Activity: Copy every line from the records below that carries the word "QtSiteConfig".

::: Input records

PR #226, opened 2017-07-31
Make QtSiteConfig.update_members backwards compatible

MHendricks:
This pull request address the problems raised in #225 by adding backwards compatibility.

I've updated the the call to `QtSiteConfig.update_members` to attempt to call the new two argument structure, and if that fails, it logs a message and calls `update_members` passing the single argument.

::::::

Final answer:
Make QtSiteConfig.update_members backwards compatible
I've updated the the call to `QtSiteConfig.update_members` to attempt to call the new two argument structure, and if that fails, it logs a message and calls `update_members` passing the single argument.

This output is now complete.